The CentreForum report was funded by Lord Alliance, who was also at the meeting.

 

Comments

  1. MICHAEL HOLLANDS says

    What a pathetic performance by the DCLG in not attending the briefing when they were prepared to attend the Annual Meeting of the ARMA last month. Clearly putting vested interests before solving the problems of the elderly they are supposed to serve.
    On the DCLG website it states that one of their commitments is “safeguarding vulnerable adults from exploitation”.
    No hope of fulfilling this promise with this government.

  2. I agree with the last comment– those who gave their lives and those who fought in the war a mentioned before having to spend years fighting at the leasehold valuation tribunal– in their eighties — having to hire solicitors and barristers— those MP’s who did not show up– should be ashamed!

    • We should mention a number of MPs had made contact apologising that their diary did not allow them to attend but have asked for information.

      The attitude of the staff at the Department of Communities and Local Government (DCLG) who are meant to oversee this issue is more of a worry.

      The Housing Minister had apologised in advance for not being able to attend, but had also been placed in the embarrassing position of having to apologise that none of his officials were attending.

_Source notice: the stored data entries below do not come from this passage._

PR #1374, opened 2024-04-02
Add Scastie Box Into Artifact Page

ayushkoli772:
With this commit I have fixed the Scastie URL according to Try library, inside `Artifact.scala`

I will completely fix this issue with subsequent commits

@adpi2 Please review the changes to `scastieUrl` so I can move forward with adding it to `artifact.scala.html`


modules/core/shared/src/main/scala/scaladex/core/model/Artifact.scala
```diff
@@ -221,29 +221,65 @@ case class Artifact(
...
+  def isSbtPlugin: Boolean = platform match {
+    case SbtPlugin(_) => true
+    case _            => false
+  }
 
-    val targetParam = binaryVersion.platform match {
-      case ScalaJs(_) => Some("t" -> "JS")
-      case _          => None
-    }
+  def getOrganization: String = projectRef.organization.toString
```
adpi2, line 253: Small suggestion: I don't think we need those getters, instead you can inline `projectRef.organization.toString`.

modules/core/shared/src/main/scala/scaladex/core/model/Artifact.scala
```diff
@@ -221,29 +221,65 @@ case class Artifact(
...
+        case Scala(v) => Some("sv" -> v.toString)
+        case _        => None
+      }
+
+      val params: List[(String, String)] = List(
+        "g" -> groupId.value,
+        "a" -> artifactName.value,
+        "v" -> version.toString,
+        "o" -> getOrganization, // get organization value
+        "r" -> getRepository // get repository value
```
adpi2, line 278: I am curious about the Scastie endpoint. How did you find out that we need those params?

adpi2 (commented):
So far it looks good. I tried to build the same URL manually and it worked.

modules/core/shared/src/main/scala/scaladex/core/model/Artifact.scala
ayushkoli772: I found it here- https://github.com/scalacenter/scastie/#try-library

In that it said that `o -` scaladex organization and `r -` scaladex repository fields are `required` fields

ayushkoli772: I will replace the getter setters with inline `projectRef.organization.toString` in next commit

I had another doubt, the html code of Scastie box is given and also it is mentioned that we have to add this in `artifact.scala.html` 

But it is not mentioned where actually Scastie box was previously situated inside `artifact.scala.html`

Can you please guide me in this?

adpi2: I don't remember how this Scastie box was.

I would try to add it here to see how it looks. Maybe it is better to nest it in another white box or maybe not.

image

modules/core/shared/src/main/scala/scaladex/core/model/Artifact.scala
```diff
@@ -221,29 +221,65 @@ case class Artifact(
...
-    }
+  def getRepository: String = projectRef.repository.toString
 
-    val params: List[(String, String)] = List(
-      "g" -> groupId.value,
-      "a" -> artifactName.value,
-      "v" -> version.toString
-    ) ++ targetParam ++ scalaVersionParam
+  def scastieURL: Option[String] =
+    if (isSbtPlugin) {
```
adpi2, line 258: Also if it is Scala Native it should return `None`.

modules/core/shared/src/main/scala/scaladex/core/model/Artifact.scala
ayushkoli772: I will add it as you suggested and we can also experiment with it later to find where it fits best

Thank you for your guidance, I will commit with above changes implemented as soon as possible!

modules/core/shared/src/main/scala/scaladex/core/model/Artifact.scala
ayushkoli772: Done, it will be visible in next commit, here's how I changed it to also return None if Scala Native- 

`if (isSbtPlugin || binaryVersion.platform == ScalaNative(_)) {
      None
    }` 

I hope this fulfills the requirements

modules/core/shared/src/main/scala/scaladex/core/model/Artifact.scala
ayushkoli772: Hello @adpi2 

This how it looks after adding Scastie box-

image

And this is url you get when clicked on `Try online with scastie box`- https://scastie.scala-lang.org/try?g=com.typesafe.akka&a=akka-actor&v=2.6.19&o=akka&r=akka&t=JVM&sv=3.x

Does this meets your expectations?

ayushkoli772:
Hello @adpi2, with this commit I fixed the Scastie URL and also added Scastie box

This how it looks after adding Scastie box-

image

And this is url you get when clicked on Try online with scastie box- https://scastie.scala-lang.org/try?g=org.typelevel&a=cats-core&v=2.8.0&o=typelevel&r=cats&t=JVM&sv=3.x

Also it adds the library in library list like this-

image

Are there any other changes you would like to suggest?

modules/core/shared/src/main/scala/scaladex/core/model/Artifact.scala
```diff
@@ -221,28 +221,59 @@ case class Artifact(
...
+
+      val targetParam = binaryVersion.platform match {
+        case ScalaJs(_) => Some("t" -> "JS")
+        case _          => Some("t" -> "JVM")
+      }
+
+      val scalaVersionParam = binaryVersion.language match {
+        case Scala(v) => Some("sv" -> v.toString)
+        case _        => None
+      }
```
adpi2, line 266: I tried the Scastie URL with a missing `sv` param and it did not work. The `sv` param is required.

So if we don't have a Scala version, we cannot build a Scastie URL, and the method should return `None`.

modules/core/shared/src/main/scala/scaladex/core/model/Artifact.scala
```diff
@@ -221,28 +221,59 @@ case class Artifact(
...
+  // }
+
+  // def isSbtPlugin: Boolean = platform match {
+  //   case SbtPlugin(_) => true
+  //   case _            => false
+  // }
+
+  def scastieURL: Option[String] = binaryVersion.platform match {
+    case SbtPlugin(_) | ScalaNative(_) => None
+    case _ =>
```
adpi2, line 255: Using pattern matching is okay, it is clear and it does what we need.

But I would like to propose an alternative, using a for-comprehension on options:

```scala
val targetParamOpt = binaryVersion.platform match {
  case ScalaJs(_) => Some("t" -> "JS")
  case _          => Some("t" -> "JVM")
}

val scalaVersionParamOpt = binaryVersion.language match {
  case Scala(v) => Some("sv" -> v.toString)
  case _        => None
}

// combine the optinal target parameter and optional scala version parameter to build the URL
for {
  targetParam <- targetParamOpt
  scalaVersionParam <- scalaVersionParamOpt
}  yield {
  val params: List[(String, String)] = List(
    "g" -> groupId.value,
    "a" -> artifactName.value,
    "v" -> version.toString,
    "o" -> projectRef.organization.toString,
    "r" -> projectRef.repository.toString,
    targetParam,
    scalaVersionParam  
  )
  params.map { case (k, v) => s"$k=$v" }.mkString(tryBaseUrl + "?", "&", "")
}
```

modules/core/shared/src/main/scala/scaladex/core/model/Artifact.scala
```diff
@@ -221,28 +221,59 @@ case class Artifact(
...
+
+  //   params
+  //     .map { case (k, v) => s"$k=$v" }
+  //     .mkString(tryBaseUrl + "?", "&", "")
+  // }
+
+  // def isSbtPlugin: Boolean = platform match {
+  //   case SbtPlugin(_) => true
+  //   case _            => false
+  // }
```
adpi2, line 251: Please remove the unnecessary comments.

modules/template/src/main/twirl/scaladex/view/project/artifact.scala.html
```diff
@@ -97,6 +98,17 @@ <h4>Documentation</h4>
...
+  @if(artifact.scastieURL.nonEmpty) {
+    <div class="box">
+      <a href="@artifact.scastieURL" target="_blank" rel="nofollow noopener">
+        <h6>Try online with Scastie</h6>
+        <img style="height: 100px;" src="/assets/img/scastie.svg" alt="Try on Scastie">
+      </a>
+    </div>
+  }
+}
+
```
adpi2, line 111: Looks good to me! :+1:

adpi2:
Also could you add some unit tests on this `scastieURL` method?

modules/core/shared/src/main/scala/scaladex/core/model/Artifact.scala
ayushkoli772: @adpi2 What do you think about this?

I have used for-comprehension and added the check whether `SbtPlugin` or `ScalaNative` inside targetParam

```
def scastieURL: Option[String] = {
      val tryBaseUrl = "https://scastie.scala-lang.org/try"

      val targetParam = binaryVersion.platform match {
        case ScalaJs(_) => Some("t" -> "JS")
        case SbtPlugin(_) | ScalaNative(_) => return None
        case _ => Some("t" -> "JVM")
      }

      val scalaVersionParam = binaryVersion.language match {
        case Scala(v) => Some("sv" -> v.toString)
        case _        => return None
      }

      for {
        target <- targetParam
        scalaVersion <- scalaVersionParam
      } yield {
        val params: List[(String, String)] = List(
          "g" -> groupId.value,
          "a" -> artifactName.value,
          "v" -> version.toString,
          "o" -> projectRef.organization.toString,
          "r" -> projectRef.repository.toString,
          target,
          scalaVersion
        )
        params.map { case (k, v) => s"$k=$v" }.mkString(tryBaseUrl + "?", "&", "")
      }
  }
```

adpi2: About this:
```scala
val targetParam = binaryVersion.platform match {
    case ScalaJs(_) => Some("t" -> "JS")
    case SbtPlugin(_) | ScalaNative(_) => return None
    case _ => Some("t" -> "JVM")
  }
```
I have two comments:
1. In Scala we try not to use any return. Here you don't need any because the for-comprehension will return None if any of `targetParam` or `scalaVersionParam` is None.
2. The platform param should be "JVM" only if the platform is `JVM`. The default case, which handles `SbtPlugin`, `ScalaNative` and `MillPlugin`, should be `None`.

ayushkoli772: I accidentally used `return`. I apologize for that

Here is updated code for `scastieURL` method-

```
def scastieURL: Option[String] = {
      val tryBaseUrl = "https://scastie.scala-lang.org/try"

      val targetParam = binaryVersion.platform match {
        case ScalaJs(_) => Some("t" -> "JS")
        case JVM => Some("t" -> "JVM")
        case _ => None
      }

      val scalaVersionParam = binaryVersion.language match {
        case Scala(v) => Some("sv" -> v.toString)
        case _        => None
      }

      for {
        target <- targetParam
        scalaVersion <- scalaVersionParam
      } yield {
        val params: List[(String, String)] = List(
          "g" -> groupId.value,
          "a" -> artifactName.value,
          "v" -> version.toString,
          "o" -> projectRef.organization.toString,
          "r" -> projectRef.repository.toString,
          target,
          scalaVersion
        )
        params.map { case (k, v) => s"$k=$v" }.mkString(tryBaseUrl + "?", "&", "")
      }
  }
```

ayushkoli772:
I have added unit tests for `scastieURL` method

This is output after `compile` and `test`-

image

I also wanted to add another unit test, in which it should return `None` if `ScalaVersion` is not given. But the problem is Im unable to pass `ScalaVersion` as `None` while creating an artifact instance so I tried passing `JVM` like below-

```
it("should return None if artifact doesn't have ScalaVersion") {
      val artifact = createArtifact(
        groupId = "org.typelevel",
        artifactId = "cats-effect_3",
        version = "2.6.1",
        binaryVersion = BinaryVersion(Jvm, JVM)
      )
      artifact.scastieURL should be(None)
    }
```

But I think the problem is, `createArtifact` method doesnt takes the language only from what we passed in `BinaryVersion()` while creating instance but instead from `artifactId` like below-

```
val artifactIdResult =
      artifactName.map(name => ArtifactId(name, binaryVersion)).orElse(Artifact.ArtifactId.parse(artifactId)).get
    Artifact(
      groupId = GroupId(groupId),
      artifactId = artifactId,
      version = SemanticVersion.parse(version).get,
      artifactName = artifactIdResult.name,
      platform = artifactIdResult.binaryVersion.platform,
      language = artifactIdResult.binaryVersion.language,
      projectRef = projectRef.getOrElse(Project.Reference.from("", "")),
      description = None,
      releaseDate = Instant.now(),
      resolver = resolver,
      licenses = Set(),
      isNonStandardLib = false
    )
```

@adpi2 Can you please guide me in this? Thank you

ayushkoli772:
I also wanted to add another unit test, in which it should return `None` if `ScalaVersion` is not given. But the problem is Im unable to pass `ScalaVersion` as `None` while creating an artifact instance so I tried passing `JVM` like below-

```
it("should return None if artifact doesn't have ScalaVersion") {
      val artifact = createArtifact(
        groupId = "org.typelevel",
        artifactId = "cats-effect_3",
        version = "2.6.1",
        binaryVersion = BinaryVersion(Jvm, JVM)
      )
      artifact.scastieURL should be(None)
    }
```

But I think the problem is, `createArtifact` method doesnt takes the language only from what we passed in `BinaryVersion()` while creating instance but instead from `artifactId` like below-

```
val artifactIdResult =
      artifactName.map(name => ArtifactId(name, binaryVersion)).orElse(Artifact.ArtifactId.parse(artifactId)).get
    Artifact(
      groupId = GroupId(groupId),
      artifactId = artifactId,
      version = SemanticVersion.parse(version).get,
      artifactName = artifactIdResult.name,
      platform = artifactIdResult.binaryVersion.platform,
      language = artifactIdResult.binaryVersion.language,
      projectRef = projectRef.getOrElse(Project.Reference.from("", "")),
      description = None,
      releaseDate = Instant.now(),
      resolver = resolver,
      licenses = Set(),
      isNonStandardLib = false
    )
```

@adpi2 Can you please guide me in this? Thank you

ayushkoli772:
I have added unit tests for `scastieURL` method

This is output after `compile` and `test`-

image


I wanted to add another unit test, in which it should return `None` if `ScalaVersion` is not given. But the problem is Im unable to pass `ScalaVersion` as `None` while creating an artifact instance so I tried passing `JVM` like below-

```
it("should return None if artifact doesn't have ScalaVersion") {
      val artifact = createArtifact(
        groupId = "org.typelevel",
        artifactId = "cats-effect_3",
        version = "2.6.1",
        binaryVersion = BinaryVersion(Jvm, JVM)
      )
      artifact.scastieURL should be(None)
    }
```

But I think the problem is, `createArtifact` method doesnt takes the language only from what we passed in `BinaryVersion()` while creating instance but instead from `artifactId` like below-

```
val artifactIdResult =
      artifactName.map(name => ArtifactId(name, binaryVersion)).orElse(Artifact.ArtifactId.parse(artifactId)).get
    Artifact(
      groupId = GroupId(groupId),
      artifactId = artifactId,
      version = SemanticVersion.parse(version).get,
      artifactName = artifactIdResult.name,
      platform = artifactIdResult.binaryVersion.platform,
      language = artifactIdResult.binaryVersion.language,
      projectRef = projectRef.getOrElse(Project.Reference.from("", "")),
      description = None,
      releaseDate = Instant.now(),
      resolver = resolver,
      licenses = Set(),
      isNonStandardLib = false
    )
```

@adpi2 Can you please guide me in this? Thank you

ayushkoli772:
I have added unit tests for `scastieURL` method

This is output after `compile` and `test`-

image


I wanted to add another unit test, in which it should return `None` if `ScalaVersion` is not given. But the problem is Im unable to pass `ScalaVersion` as `None` while creating an artifact instance so I tried passing `JVM` like below-

```
it("should return None if artifact doesn't have ScalaVersion") {
      val artifact = createArtifact(
        groupId = "org.typelevel",
        artifactId = "cats-effect_3",
        version = "2.6.1",
        binaryVersion = BinaryVersion(Jvm, JVM)
      )
      artifact.scastieURL should be(None)
    }
```

But I think the problem is, `createArtifact` method doesnt takes the language only from what we passed in `BinaryVersion()` while creating instance but instead from `artifactId` like below-

```
val artifactIdResult =
      artifactName.map(name => ArtifactId(name, binaryVersion)).orElse(Artifact.ArtifactId.parse(artifactId)).get
    Artifact(
      groupId = GroupId(groupId),
      artifactId = artifactId,
      version = SemanticVersion.parse(version).get,
      artifactName = artifactIdResult.name,
      platform = artifactIdResult.binaryVersion.platform,
      language = artifactIdResult.binaryVersion.language,
      projectRef = projectRef.getOrElse(Project.Reference.from("", "")),
      description = None,
      releaseDate = Instant.now(),
      resolver = resolver,
      licenses = Set(),
      isNonStandardLib = false
    )
```

@adpi2 Can you please guide me in this? Thank you

ayushkoli772:
I have added unit tests for `scastieURL` method

This is output after `compile` and `test`-

image


I wanted to add another unit test, in which it should return `None` if `ScalaVersion` is not given. But the problem is Im unable to pass `ScalaVersion` as `None` while creating an artifact instance so I tried passing `JVM` like below-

      Invitations had been sent to the head of DCLG Sir Bob Kerslake, who did not respond, and then the two managers who have links to leasehold issues. One of those managers finally wrote back on the 25th October advising that nobody would be available.

      It is very unusual for any Department not to send along one of its staff to an MPs’ briefing relating to their role. It seems likely the Housing Minister will also have asked for an explanation from his staff.

      On a far more positive point, can we mention that the Ministry of Justice, which is in the process of taking over administration of the LVT, has shown a keen interest in the meeting. While the relevant official was on holiday this week, they had asked for copies of all papers provided at the meeting.